Every line of the records below that has the word "commented" should be copied.

[Saved data entries]
========================================================================

PR #1623, opened 2024-03-14
Add FeatureGate framework to handle new features

ArangoGutierrez:


pkg/utils/featuregate.go
```diff
@@ -0,0 +1,349 @@
...
+
+const (
+	flagName = "feature-gates"
+)
+
+var (
+	NFDMutableFeatureGate MutableFeatureGate = NewFeatureGate()
+
+	// NFDFeatureGate is a shared global FeatureGate.
+	// Top-level commands/options setup that needs to modify this feature gate should use DefaultMutableFeatureGate.
```
marquiz, line 43: DefaultMutableFeatureGate??

pkg/utils/featuregate.go
```diff
@@ -0,0 +1,349 @@
...
+	NFDFeatureGate FeatureGate = NFDMutableFeatureGate
```
marquiz, line 44: Would the `pkg/features` package be a better place for these global variables.WDYT? I feel the util package is for re-usable functions.

deployment/helm/node-feature-discovery/values.yaml
```diff
@@ -10,7 +10,8 @@ nameOverride: ""
 fullnameOverride: ""
 namespaceOverride: ""
 
-enableNodeFeatureApi: true
```
marquiz, line 13: I think we don't necessarily need to remove this. We could do a favor (and break some existing users) by adding a small snippet in `deployment/helm/node-feature-discovery/templates/_helpers.tpl` that sets `featureGates.NodeFeatureApi` based on this.

We should change the default, though


```
enableNodeFeatureApi: null
```

and only act if `enableNodeFeatureApi` is non-null.

WDYT?

marquiz (commented):
Really cool @ArangoGutierrez. Some comments below.

Also, I think it would be good to document the original source of the featuregate code, e.g. in the commit message.

docs/reference/feature-gates.md
marquiz, line 1: One more suggestion: could you add a table similar to https://kubernetes.io/docs/reference/command-line-tools-reference/feature-gates/#feature-gates-for-alpha-or-beta-features?

pkg/utils/featuregate.go
```diff
@@ -0,0 +1,349 @@
...
+import (
+	"flag"
+	"fmt"
+	"sort"
+	"strconv"
+	"strings"
+	"sync"
+	"sync/atomic"
+
+	"github.com/spf13/pflag"
```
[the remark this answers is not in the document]
ArangoGutierrez: good catch, it was a missing thing

scripts/test-infra/logcheck.conf
```diff
@@ -1 +1,2 @@
 -structured sigs.k8s.io/node-feature-discovery/pkg/utils/grpc_log.go
+-structured sigs.k8s.io/node-feature-discovery/pkg/utils/featuregate/featuregate.go
```
TessaIO, line 2: Nice and clean work @ArangoGutierrez! Small nit here: can you add EOF?

deployment/helm/node-feature-discovery/templates/_helpers.tpl
marquiz, line 1: Sorry, I don't think this works (especially when more feature gates are added). My previous comment on this was bad. I somehow thought that you could modify "values.yaml" with the helpers.tpl (i.e. set the value of `featureGates.NodeFeatureApi` from the tpl) which is not the case, of course. You'd better just revert the Helm chart as it was in the previous version. There will be a slight inconvenience for the existing users (if somebody still has NodeFeatureAPI disabled) but I think there's not nice way around that (and that stuff is deprecated anyway)

marquiz (commented):
Looks cool @ArangoGutierrez. Some more feedback but we'll get there hopefully after this round

pkg/utils/featuregate/featuregate.go
```diff
@@ -0,0 +1,339 @@
...
+		if !ok {
+			return fmt.Errorf("unrecognized feature gate: %s", k)
+		}
+		if featureSpec.LockToDefault && featureSpec.Default != v {
+			return fmt.Errorf("cannot set feature gate %v to %v, feature is locked to %v", k, v, featureSpec.Default)
+		}
+		enabled[k] = v
+
+		if featureSpec.PreRelease == Deprecated {
+			klog.Warningf("Setting deprecated feature gate %s=%t. It will be removed in a future release.", k, v)
```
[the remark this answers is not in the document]
marquiz: I see no change here. Plz also change the other Warningf's

deployment/helm/node-feature-discovery/templates/master.yaml
```diff
@@ -111,6 +110,10 @@ spec:
             - "-key-file=/etc/kubernetes/node-feature-discovery/certs/tls.key"
             - "-cert-file=/etc/kubernetes/node-feature-discovery/certs/tls.crt"
             {{- end }}
+            # Go over featureGate and add the feature-gate flag
+            {{- range $key, $value := .Values.featureGate }}
+            - "-feature-gate={{ $key }}={{ $value }}"
```
marquiz, line 115:
```suggestion
            - "-feature-gates={{ $key }}={{ $value }}"
```

deployment/helm/node-feature-discovery/templates/worker.yaml
```diff
@@ -61,14 +61,17 @@ spec:
...
-        {{- end }}
+{{- end }}
 {{- if .Values.tls.enable }}
         - "-ca-file=/etc/kubernetes/node-feature-discovery/certs/ca.crt"
         - "-key-file=/etc/kubernetes/node-feature-discovery/certs/tls.key"
         - "-cert-file=/etc/kubernetes/node-feature-discovery/certs/tls.crt"
+{{- end }}
+# Go over featureGate and add the feature-gate flag
+{{- range $key, $value := .Values.featureGate }}
+        - "-feature-gate={{ $key }}={{ $value }}"
```
marquiz, line 74:
```suggestion
        - "-feature-gates={{ $key }}={{ $value }}"
```

deployment/helm/node-feature-discovery/values.yaml
```diff
@@ -10,7 +10,8 @@ nameOverride: ""
...
+featureGate:
```
marquiz: Oh, one more suggestion:

```suggestion
featureGates:
```

TessaIO (approved):
Really like that, thanks @ArangoGutierrez!

marquiz (approved):
I like this, too @ArangoGutierrez. Finally some order here instead of the `-enable-X` / `-disable-y` flag mess.
/lgtm

docs/deployment/helm.md
```diff
@@ -98,7 +98,7 @@ Chart parameters are available.
...
 | `tls.certManager.certManagerCertificate.issuerKind` | string |           | Specifies on what kind of issuer is used, can be either ClusterIssuer or Issuer (default).  Requires `tls.certManager.certManagerCertificate.issuerName` to be set.  **NOTE**: this parameter is related to the deprecated gRPC API and will be removed with it in a future release |
-| `enableNodeFeatureApi`| bool   | true                                    | Enable the [NodeFeature](../usage/custom-resources.md#nodefeature) CRD API for communicating node features. This will automatically disable the gRPC communication. **NOTE**: this parameter is related to the deprecated gRPC API and will be removed with it in a future release    |
+| `featureGate.NodeFeatureAPI`| bool   | true                                    | Enable the [NodeFeature](../usage/custom-resources.md#nodefeature) CRD API for communicating node features. This will automatically disable the gRPC communication. **NOTE**: this parameter is related to the deprecated gRPC API and will be removed with it in a future release    |
```
marquiz, line 101:
```suggestion
| `featureGates.NodeFeatureAPI`| bool   | true                                    | Enable the [NodeFeature](../usage/custom-resources.md#nodefeature) CRD API for communicating node features. This will automatically disable the gRPC communication. **NOTE**: this parameter is related to the deprecated gRPC API and will be removed with it in a future release    |
```

marquiz (changes requested):

marquiz (approved):
Now 🚀
/lgtm

PR #3673, opened 2023-09-26
fix(number-field): negative numbers handled

blunteshwar:
## Description

Number field was not correctly handling negative numbers when step was a floating point number

## Related issue(s)

-

## How has this been tested?

-   [ ] _Test case 1_
    1. Go here
    2. Do this
-   [ ] _Test case 2_
    1. Go here
    2. Do this

## Types of changes

## Checklist

## Best practices

### DIFF
--- a/packages/number-field/src/NumberField.ts
+++ b/packages/number-field/src/NumberField.ts
@@ -464,8 +464,7 @@ export class NumberField extends TextfieldBase {
     }
 
     private validateInput(value: number): number {
-        const signMultiplier = value < 0 ? -1 : 1;  // Basically I am checking if the the number is negative or not, if it is I am multiplying it by -1 to make it positive and the the function validateinput is doing its job and at the end before returning I am again multiplying by -1.
- 'signMultiplier' adjusts 'value' for 'validateInput' and reverts it before returning.
+        const signMultiplier = value < 0 ? -1 : 1; // 'signMultiplier' adjusts 'value' for 'validateInput' and reverts it before returning.
         value *= signMultiplier;
         if (typeof this.min !== 'undefined') {
             value = Math.max(this.min, value);
--- a/packages/number-field/src/NumberField.ts
+++ b/packages/number-field/src/NumberField.ts
@@ -464,7 +464,7 @@ export class NumberField extends TextfieldBase {
     }
 
     private validateInput(value: number): number {
-        const signMultiplier = value < 0 ? -1 : 1;
+        const signMultiplier = value < 0 ? -1 : 1;  // Basically I am checking if the the number is negative or not, if it is I am multiplying it by -1 to make it positive and the the function validateinput is doing its job and at the end before returning I am again multiplying by -1.
         value *= signMultiplier;
         if (typeof this.min !== 'undefined') {
             value = Math.max(this.min, value);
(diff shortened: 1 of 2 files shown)


Westbrook (commented):
This looks pretty good to me. If you could add a test to confirm that the original issue is now address this will be good to go!

packages/number-field/src/NumberField.ts
```diff
@@ -489,6 +491,7 @@ export class NumberField extends TextfieldBase {
                 }
             }
         }
+        value *= signMultiplier;
```
Rajdeepc, line 494: Is this a repetative statement? See [here](https://github.com/adobe/spectrum-web-components/pull/3673/files#diff-bbe60f2ecb5ae23472a9f446b13eaf5000919b731d68bee594c13a930d9b9933R468)

Rajdeepc (changes requested):

packages/number-field/src/NumberField.ts
blunteshwar: yeah!
Basically I am checking if the the number is negative or not, if it is I am multiplying it by -1 to make it positive and the the function validateinput is doing its job and at the end before returning I am again multiplying by -1.

Rajdeepc:
@blunteshwar if you are able to add a test we can merge this

Rajdeepc (commented):
@blunteshwar if you are able to add a test we will be able to merge this

packages/number-field/src/NumberField.ts
Westbrook: It's an easy trap not to catch this, let's drop a comment in that explains this for future us.

blunteshwar: okay!

blunteshwar:
> @blunteshwar if you are able to add a test we will be able to merge this

done!

packages/number-field/src/NumberField.ts
Westbrook: Get this comment in and we're ready to merge!

blunteshwar: done!

packages/number-field/src/NumberField.ts
```diff
@@ -464,6 +464,8 @@ export class NumberField extends TextfieldBase {
     }
 
     private validateInput(value: number): number {
+        const signMultiplier = value < 0 ? -1 : 1;  // Basically I am checking if the the number is negative or not, if it is I am multiplying it by -1 to make it positive and the the function validateinput is doing its job and at the end before returning I am again multiplying by -1.
```
Rajdeepc, line 467:
```suggestion
        const signMultiplier = value < 0 ? -1 : 1;  // Basically I am checking if the the number is negative or not, if it is I am multiplying it by -1 to make it positive and the the function validateinput is doing its job and at the end before returning I am again multiplying by -1.
 'signMultiplier' adjusts 'value' for 'validateInput' and reverts it before returning.
```

packages/number-field/src/NumberField.ts
```diff
@@ -464,6 +464,9 @@ export class NumberField extends TextfieldBase {
...
+ 'signMultiplier' adjusts 'value' for 'validateInput' and reverts it before returning.
+        value *= signMultiplier;
```
Westbrook, line 469: The comment updates got committed weirdly here.

Can you also update to `main` as @TarunAdobe's work was also in this file and there may be conflicts.

Rajdeepc:
@Westbrook If we are good to go, let's land this 🛩️

Westbrook (approved):
:shipit:!

PR #3689, opened 2023-10-02
fix(menu): allow `change` events to be direct

### LINKED ISSUE #3687: [Bug]: Cannot write to clipboard in Safari from change event of sp-action-menu
### Code of conduct

### Impacted component(s)

sp-action-menu

### Expected behavior

I would like to be able to call `navigator.clipboard.writeText` from inside the `change` event of `sp-action-menu`. Safari only allows this function to be called as the result of a user interaction. Since this is the result of a user interaction it seems like this should work, and I would expect to be able to call `navigator.clipboard.writeText` successfully without an error.

It's not completely surprising or unexpected that this wouldn't work, but what's interesting to me is that it does work in react-spectrum's ActionMenu `onAction` callback, so I'm curious if it could be supported here.

### Actual behavior

When calling `navigator.clipboard.writeText` from the change event in Safari it results in an error:

> NotAllowedError
> The request is not allowed by the user agent or the platform in the current context, possibly because the user denied permission.

### Screenshots

_No response_

Safari

1. Go to https://codesandbox.io/s/solitary-worker-6f26cf?file=/src/App.js
2. Click on the action menu trigger under the heading "react-spectrum ActionMenu"
3. Observe that the string "rsCopy" is now in your clipboard
4. Click on the action menu trigger under the heading "SWC sp-action-menu"
5. Observe the `NotAllowedError` and "rsCopy" is still in your clipboard when it should be "spCopy"

https://codesandbox.io/s/solitary-worker-6f26cf?file=/src/App.js

_No response_

Westbrook:
## Description
Remove an asynchronous break in the call stack between `click` and `change` so that `navigator.clipboard.copyText()` can be safely called during the `change` event.

Test this.
- permissions can be added to Chrome
- flags can be set in Firefox
- Safari does not seem to have testing support in the version of Playwright we're leveragng

Demonstrate it in a handful of stories.
- [menu](https://direct-change--spectrum-web-components.netlify.app/storybook/?path=/story/menu--single-select)
- [action menu](https://direct-change--spectrum-web-components.netlify.app/storybook/?path=/story/action-menu--label-only)

## Related issue(s)
- fixes #3687 
  - @rickharris to reconfirm in his local Safari

## How has this been tested?
-   [ ] _Test case 1_
    1. Go [here](https://direct-change--spectrum-web-components.netlify.app/storybook/?path=/story/menu--single-select)
    2. Select a Menu Item
    3. See that it's `value` (or text in most cases) has been copied to the clipboard
-   [ ] _Test case 2_
    1. Go [here](https://direct-change--spectrum-web-components.netlify.app/storybook/?path=/story/action-menu--label-only)
    2. Open the Menu
    3. Select a Menu Item
    4. See that it's `value` (or text in most cases) has been copied to the clipboard

## Types of changes

## Checklist

### DIFF
--- a/packages/action-menu/stories/action-menu.stories.ts
+++ b/packages/action-menu/stories/action-menu.stories.ts
@@ -23,6 +23,7 @@ import { makeOverBackground } from '../../button/stories/index.js';
 import '@spectrum-web-components/icons-workflow/icons/sp-icon-settings.js';
 import type { MenuItem } from '@spectrum-web-components/menu/src/MenuItem.js';
 import { Placement } from '@spectrum-web-components/overlay/src/overlay-types.js';
+import { Menu } from '@spectrum-web-components/menu';
 
 export default {
     component: 'sp-action-menu',
@@ -191,7 +192,10 @@ export const labelOnly = ({
         ?disabled=${disabled}
         ?open=${open}
         size=${size}
-        @change="${changeHandler}"
+        @change=${(event: Event & { target: Menu }): void => {
+            navigator.clipboard.writeText(event.target.value);
+            changeHandler(event);
+        }}
         .selects=${selects ? selects : undefined}
         value=${selected ? 'Select Inverse' : ''}
     >
--- a/packages/menu/src/Menu.ts
+++ b/packages/menu/src/Menu.ts
@@ -528,7 +528,6 @@ export class Menu extends SizedMixin(SpectrumElement, { noDefaultSize: true }) {
             this.selectedItems = [targetItem];
         }
 
-        await this.updateComplete;
         const applyDefault = this.dispatchEvent(
             new Event('change', {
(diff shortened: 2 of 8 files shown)


najikahalsema (commented):
Is this functionality something that is expected or standard to a menu like this, or is this something we'd like to optionally toggle? I can imagine as an end user if I had some unexpected text copied in my clipboard from a menu item I messed with, I would be annoyed.

Westbrook:
Yes, randomly copying stuff into people's clipboard would be weird! However, all of the copy workflows are part of the demos herein, not the custom elements that are distributed themselves. 😅

najikahalsema:
Oh, duh. My brain didn't register this was only in the stories.

najikahalsema (approved):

========================================================================

__Exercise response__
marquiz (commented):
marquiz (commented):
Westbrook (commented):
Rajdeepc (commented):
najikahalsema (commented):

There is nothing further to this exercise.